Santa Paloma landed on the ground, her boots gently touching the cracked stones of the floor. Calavera Mariachi stopped playing, and when the song ended, so did the magic. The white from her feathers and sequins and boots blew away like dust in the wind, and soon she was Santa Cuerva once more.
She took a deep breath. Then said, “We did it?”
Calavera Mariachi nodded. He looked at the still form of the spider goddess. “Ixchelaraña is dead. She remains dead. And we have killed her.” He took a deep breath of the lunar atmosphere and, realizing nothing bad was happening because he had killed this world's big bad, he placed his arm around Marumina. She pressed against him.
“Oh, Nichi,” she said. “Now what?”
He felt the pull, the tug of another world ready to claim him, but it was not strong. He tried to ignore it. “Let's get back to Earth,” he said. They turned toward the door.
The castle started to shake. Marumina clung to Kenichi. “What's happening?” she said.
Pieces of the ceiling started to fall. The webwork that was holding the stones of the castle together was deteriorating, and the entire structure was starting to come down. Kenichi realized what it meant. “You have to get out of here,” he said. “Save yourself.”
She looked at him, her green eyes meeting his blues. “Is this what you meant?” she said. “Is this how you move on?” Pillars crashed into the floor, sending whirls of lunar dust into the thin air.
“Yes,” he said. “This is my fate.”
She clung to him. “Then it will be my fate as well,” she said. “Take me with you.”
“I don't know if I can,” he said.

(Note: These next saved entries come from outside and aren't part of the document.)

PR #625, opened 2023-08-01
chore: improve CI

wa0x6e:
- Migrate workflows to use snapshot-labs/actions
- Rename existing workflows to `verb-description` convention


Todmy (approved):
utACK

PR #632, opened 2023-08-03
chore: allow a certain number of fails before reporting the error to Sentry

wa0x6e:

Retrieving data frequently from our own some services (sidekick and score) can temporary fail for various reasons (deploy progress, etc ...)

From the sentry logs, we can see that these fail at least once a day. 

As the data is already cached, and the query is for updating it periodically, the query is allowed to fail a few times without real impact, and should raise an error only when it fails consecutively.

## 💊 Fixes / Solution

All temporary network errors should be muted, unless they're raised consecutively more than N times (which means something really wrong, and not temporary). 

This will remove a lot of noises from our error reporting.

Fixes SNAPSHOT-HUB-5
Fixes SNAPSHOT-HUB-6
Fixes SNAPSHOT-HUB-8

## 🚧 Changes

- Add a counter to store the number of times the query fail
- When a query fails consecutively more than n time, report the error to senrtry

### DIFF
--- a/src/helpers/moderation.ts
+++ b/src/helpers/moderation.ts
@@ -3,6 +3,7 @@ import log from './log';
 import { capture } from '@snapshot-labs/snapshot-sentry';
 
 const moderationURL = 'https://sh5.co/api/moderation';
+let consecutiveFailsCount = 0;
 
 export let flaggedLinks: Array<string> = [];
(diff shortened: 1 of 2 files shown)


ChaituVR (approved):
utAck

PR #650, opened 2023-08-18
chore: fix wrong context key

wa0x6e:
- Fix wrong contexts key on existing sentry capture 
- Add more contexts to error capture


src/graphql/operations/messages.ts
```diff
@@ -36,7 +36,7 @@ export default async function (parent, args) {
     return await db.queryAsync(query, params);
   } catch (e: any) {
     log.error(`[graphql] messages, ${JSON.stringify(e)}`);
-    capture(e);
+    capture(e, { contexts: { input: { args } } });
```
Todmy, line 39: I see that it has the same usage everywhere. Don't you want to simplify the interface? It could be this way `capture(e, { args })`

Todmy (changes requested):

src/graphql/operations/messages.ts
wa0x6e: we do need the `input` key, as it's the category. And `contexts` tell us what kind of context it is, it can be `tags` of other things. We're mainly using `contexts` for now.

I agree it's cumbersome that it needs 2 levels depth, but it's also the original `captureException` function signature by the sentry SDK

ChaituVR (approved):
utAck

Todmy (approved):
utACK

PR #653, opened 2023-08-24
feat: add user_space table to collect user's votes and proposals count per space

wa0x6e:
From the pitches https://www.notion.so/snapshotlabs/S-delegation-part-2-2b3186d8a33b4fd8b90c6575b6bf8000#bc7c1c9c785c46bdad69b4c8337771ca

This is a read-only part of the feature, which creates a new table to store the `proposals_count` and `votes_count` counters. The update side will be on sequencer: https://github.com/snapshot-labs/snapshot-sequencer/pull/127

This PR contains 2 changes: 

- Update to the schema.sql to include the new table
- ~~Add a script (run with `yarn ts-node scripts/generate_user_space_counters.ts`) to trigger the counters computation.~~ (moved to sequencer)


src/helpers/schema.sql
```diff
@@ -142,3 +142,14 @@ CREATE TABLE statements (
   INDEX created (created),
   INDEX updated (updated)
 );
+
+CREATE TABLE user_space_activities (
+  user_id varchar(64) NOT NULL,
+  space_id varchar(64) NOT NULL,
+  votes_count smallint unsigned NOT NULL DEFAULT '0',
+  proposals_count smallint unsigned NOT NULL DEFAULT '0',
```
ChaituVR, line 150: We need to uppercase `varchar` like above

wa0x6e:
Closing, see leaderboard instead

PR #658, opened 2023-08-28
chore: relax dependabot rule

wa0x6e:

Dependabot only updates package for snapshot.js. It should also monitor all other packages from  @snapshot-labs orgs

## 💊 Fixes / Solution

Make dependabot create PR on new packages from the same org

## 🚧 Changes

- relax dependabot rule to include all packages from @snapshot-labs

## 🛠️ Tests

- N/A


ChaituVR (approved):
utAck

PR #663, opened 2023-08-30
chore: instrument open connections count

wa0x6e:
This PR add metrics to track the number of open connections to the expressjs server


ChaituVR (approved):
utAck

PR #669, opened 2023-09-07
feat(proposal): add ability to update proposals

Todmy:
This PR requires adding new column `updated INT(11) DEFAULT NULL` in proposals table

### DIFF
--- a/src/helpers/schema.sql
+++ b/src/helpers/schema.sql
@@ -19,6 +19,7 @@ CREATE TABLE proposals (
   ipfs VARCHAR(64) NOT NULL,
   author VARCHAR(64) NOT NULL,
   created INT(11) NOT NULL,
+  updated INT(11) DEFAULT NULL,
   space VARCHAR(64) NOT NULL,
   network VARCHAR(12) NOT NULL,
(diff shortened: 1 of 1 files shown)


src/helpers/schema.sql
```diff
@@ -19,6 +19,7 @@ CREATE TABLE proposals (
   ipfs VARCHAR(64) NOT NULL,
   author VARCHAR(64) NOT NULL,
   created INT(11) NOT NULL,
+  updated INT(11) DEFAULT NULL,
```
wa0x6e, line 22: Maybe also add an `INDEX` for this field ?

Todmy: not sure. Do you think we need this index?

wa0x6e: There's an option to use on WHERE query such as updated ==, !=, >, and <, so I think it'll benefit from an index

wa0x6e (approved):
tAck

src/helpers/schema.sql
ChaituVR, line 22: `created` doesn't have DEFAULT? 🤔

ChaituVR (approved):

PR #679, opened 2023-09-21
feat(flag proposal): add ability to flag proposal

Todmy:
- Fix query builder to get flagged/not flagged proposals
- modified graphql helper
- fix SQL schema

TODO:
- [x] Create a new column with 
```sql
ALTER TABLE proposals 
ADD COLUMN flagged INT NOT NULL DEFAULT 0,
ADD INDEX flagged (flagged);
```

Notes:
This PR doesn't remove the previous implementation and is backward compatible. The previous implementation will be removed when data is migrated from the laser DB to the new column. Probably it will be done in a separate PR

### DIFF
--- a/src/graphql/operations/proposals.ts
+++ b/src/graphql/operations/proposals.ts
@@ -66,13 +66,15 @@ export default async function (parent, args) {
     params.push(verifiedSpaces);
   }
 
+  // TODO: remove part `p.id IN (?)` when flagged proposals are moved from laser DB to snapshot-sequencer DB
   if (where.flagged === true && flaggedProposals.length > 0) {
-    searchSql += ' AND p.id IN (?)';
+    searchSql += ' AND (p.id IN (?) OR p.flagged = 1)';
     params.push(flaggedProposals);
   }
 
+  // TODO: remove part `p.id NOT IN (?)` when flagged proposals are moved from laser DB to snapshot-sequencer DB
   if (where.flagged === false && flaggedProposals.length > 0) {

He tried to push her away, but she clung with all her strength.
“I'll take that risk,” she said.
Kenichi knew that arguing with her would just make things harder. “Fine,” he said.
She loosened her grip. “Really?” she said. Another pillar crashed beside them.
“I'll see if I can bring you. But we have to get to the doorway. We have to find La Gatadora.”
She nodded. The two walked side-by-side, hand-in-hand toward the door, where La Gatadora waited, her violet eyes shining. “Good work,” she said. She looked at Marumina looking lovingly at Kenichi. She shook her head.
Kenichi nodded, understanding the unspoken words. He gently pushed Marumina away. Confused, she looked at him. “I'm sorry,” he said. “But it would just kill you. I have to be the hero somewhere else now.”
She drifted back, almost as if a magnetic field were repelling her, as if this world and all the rest did not wish for them to be together. Her hand drifted away from his. “Mi héroe,” she said, her eyes stinging with fresh tears, her hand still reaching futilely.
“Por ti seré,” he said. Then another pillar came down right on top of him. Though he wished to look into Marumina's eyes one last time, his gaze was drawn to the violet eyes of La Gatadora: the eyes that pulled him from death in this world to a new life in another.